I have windows vista home premium. When I try to download anything from the internet, It tells me, "Java not found on your system. Please download JAVAJRE from java.com/getjava." When I do just that it tells me,"this software has already been installed on your computer. would you like to reinstall it". If I click YES, then a box appears and it says "preparing to remove', and then nothing happens. I checked to to see if there is java on my comp., by clicking-tools-internet options-advanced, and saw that there was java there, so cheked the box under it to enable it. but even after doing that , it says "java not found on your system" Then I tried to uninstall Java by going to control panel then click on the JAVA(TM) 6 update5 , Then right click and select Uninstall, a box appears and it says"preparing to remove", then a box appears which says,"an unidentified program wantsaccess to your computer", below it,it says Don't run the program unless you know where it's from or you've used it before", below thatis the name of that program, which is Uniidentified publisher, update 1.6.0.50, Sun microsystems,inc.
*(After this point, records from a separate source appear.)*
PR #1385, opened 2026-08-10
Assorted features

adfriz:
This is better version of #1382 

This commit _should_ be able to cherry picked easily.

I think this commit should be open, so if there any small easy to add feature that i can do, i will commit it here.


leezer3:
Thanks, dropped in.

I'll push a fresh build to the main site later, so we've got something with the .dll.config file back again.

PR #1386, opened 2026-08-10
Build issues

leezer3:
This PR is an attempt to fix the fact that the OpenTK.dll.config file seems to have stopped copying across, and some other intermittant Azure build glitches.

Changes:
* Adds an explicit NuGet reference to the NetFramework reference assemblies. (Intermittant build glitch on Azure, JetBrains Rider also seems to need this under Debian...)
* Uses a single copy of OpenTK.dll.config in the LibRender2 project. Sets the CopyAlways flag on this (as opposed to the previous not specified)
* Adds an explicit copy step in the makefile for all branches for the .dll.config file; this ought to be unnecessary, but let's go belt and braces here.


leezer3:
Now appears to be copying OK.

No idea why this decided to throw a wobbly now...

Issue #1373, opened 2026-08-02
Incorrect rotation in v1.14.0.1


mc0406:
### Description

Object is not rotated when there is an extra comma at the end of the rotate command.

### Reproduction

<img width="64" height="64" alt="Image" src="https://github.com/user-attachments/assets/409a873c-ca55-4a25-b97b-f5669e38c82a" />

[Wheel.csv](https://github.com/user-attachments/files/30631034/Wheel.csv)

open the above files in object viewer or the main game. 

<img width="2560" height="1600" alt="Image" src="https://github.com/user-attachments/assets/c4db33f5-9f8e-4d49-8939-473988402c13" />
actual result in object viewer of v1.14.0.1. No error message is generated

<img width="2560" height="1600" alt="Image" src="https://github.com/user-attachments/assets/eedcad06-4634-4429-9213-c47a6bf7fac4" />
correct result in object viewer of v1.13.0.8.

### Related information 

* Operating system: Windows 11
* Method of control: Keyboard

mc0406:
P.S. The WASD keys are not working in object viewer. I believe this is a very very old issue.

mc0406:
Problem persists in v1.14.0.3. Translation is broken as well.

leezer3:
That's odd. I'm sure I checked that object. Will take a look tomorrow

adfriz:
huh, this works on object viewer...

i have tested both debug and release builds of latest master.

<img width="1015" height="633" alt="Image" src="https://github.com/user-attachments/assets/3df0e0b0-8736-4aa7-ad49-4109c0564a60" />

adfriz:
on v1.14.0.3 release build also looks ok on me.

@mc0406 perhaps you use installer version? maybe try uninstalling and reinstalling it could fix it?

mc0406:
Tested the wheel csv object after reinstalling, it is ok.
However, b3d format is not ok. Here is an example

<img width="2560" height="1600" alt="Image" src="https://github.com/user-attachments/assets/67b44586-0531-4b4d-b03c-c2e4f48467dc" />

On the left is the original file, on the right with all trailing commas removed.
It is also weird that the total face number is the same but alpha, opaque face counts are different respectively.

https://drive.google.com/file/d/1Xepl3kBK5Q_Ol3wYEl0d7kbAXrG4SRL5/view?usp=sharing
You may check FULL.b3d and FULL No Comma.b3d inside exterior folder.

[...]

PR #1390, opened 2026-08-17
Fix B3D parser: strip trailing commas from section headers

adfriz:
for #1373


leezer3:
Fixed in master- this is very slightly better than yours:
```
command = command.Split(']')[0].TrimStart('[');
```

Splitting on the **]** means we don't need the TrimEnd.

leezer3:
Also will handle if there's any other junk after the command properly

Issue #440, opened 2023-10-24
Expand/fix usage of `async` for SUMO access


sigurdp:
PR #378 incorporates usage of `async` in many/most of the access layer functions, but we should revisit this to ensure that we use `async` calls all the way where possible. 

Some exampler of functions that should be refactored are:
* `SurfaceAccess.get_realization_surface_data()`
* `SurfaceAccess.get_statistical_surface_data()`
* `SurfacePolygonsAccess.get_surface_polygons()`

Some of these are non-async now, while others are defined as async, but do not actually use underlying async calls to Sumo.

Another related topic is whether we should have dual (both sync and async) functions for all or some of these access functions.
While seeking performance optimizations, we have done several experiments involving Python `multiprocessing`, and in that case, having async functions quickly becomes a nuisance, since by default there is no event loop running.

In that case, how should we name the functions?
We may for example need both:
`SurfaceAccess.get_realization_surface_data_sync()` and `SurfaceAccess.get_realization_surface_data_async()`

as well as both:
`SurfaceAccess.from_case_uuid_sync()` and `SurfaceAccess.from_case_uuid_async()`

etc.

anders-kiaer:
Mentioned functions refactored into async, and with `_async` suffix. Naming convention introduced.

PR #475, opened 2023-11-11
Make functions in `SurfaceAccess` truly async

sigurdp:
- Made `get_realization_surface_data()` and `get_statistical_surface_data()` truly async
- Updated routes that consume these accodingly
- Started establising convention with postfixing async functions with `_async`

Addresses some of the issues raised in #440


HansKallekleiv (approved):
👍

PR #298, opened 2023-09-11
Refactor surface directory

HansKallekleiv:
- [x] Replace existing `StaticSurfaceDirectory` and `DynamicSurfaceDirectory` endpoints and service layer with a single `SurfaceDirectory`, which is a list of  all surfaces with additional metadata sorted by stratigraphical order. Non-stratigraphical surfaces are placed last in the list.
- [x] Rename surface metadata  to more descriptive properties.
- [x] Move some of the logic of filtering the directory to a typescript class

- ~~[ ] Add reusable `SurfaceSelect` react component~~

- [x] Update existing `Map` and `TopographicMap` modules to use the new directory
- [x] Add stratigraphy ordering from Smda.
- [x] Update remaining endpoints and logic to retrieve the surface data

Closes #265

PR #476, opened 2023-11-12
Add polygons directory

HansKallekleiv:
Add/update polygons functionality similar to SurfaceDirectory in https://github.com/equinor/webviz/pull/298

Needed for upcoming https://github.com/equinor/webviz/pull/472

Surface and polygons share alot of metadata, and uses same logic for e.g. validating against official stratigraphy,
so this can be further simplified later on.

There are also helper functions buried in the modules that can be shared. Keeping it as is now until things mature more.


sigurdp (approved):
👍

PR #482, opened 2023-11-23
Bump sumo

HansKallekleiv:
Bump sumo to implement this fix: https://github.com/equinor/fmu-sumo/issues/261
Some small changes required to es queries due to api changes in sumo-wrapper.

PR #486, opened 2023-11-30
Fix Sumo masterdata queries

HansKallekleiv:
Regression fix after https://github.com/equinor/webviz/pull/482 due to underlying change of api in https://github.com/equinor/sumo-wrapper-python/pull/154

- Changing masterdata queries to use post for consistency with the other queries.


sigurdp (approved):
👍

Below that are two boxes, one saysCANCEL, the other says, ALLOW. When I click on ALLOW, another box appears, which says, "Please wait while windows configure JAVA(TM).... after that nothing happens, and when I check after some 10-15 minutes it is still not uninstalled. What should I do?
This never happened when we had windows xp. We tried to restore too. But still it is the same. Can we do anything to resole this?
When I tried to uninstall the Java, I saw there are two other Java programs there,JAVA(TM) 6 update 3, and JAVA(TM) SE Runtime Environment 6. I was unsuccessful in uninstalling any of these programs.


----------



## BillClarke (May 29, 2008)

I had a similiar problem - multiple instances of java installed on my Vista Home Premium Desktop. What I did was install Windows Installer CleanUp Utility (description and download here - 
http://support.microsoft.com/kb/290301 )

Then I used it to remove all installations of java. Then I visited java.com and installed _one_ instance of the most recent version for Vista.

That worked out fine for me; I hope it helps you, too.

Bill.


----------



## 21667 (May 1, 2008)

Thanks Bill,
We did install the Windows Installer CleanUp Utility. Finally we could remove JAVA. I have not installed Java again.
Thanks again for your help,
21667.


----------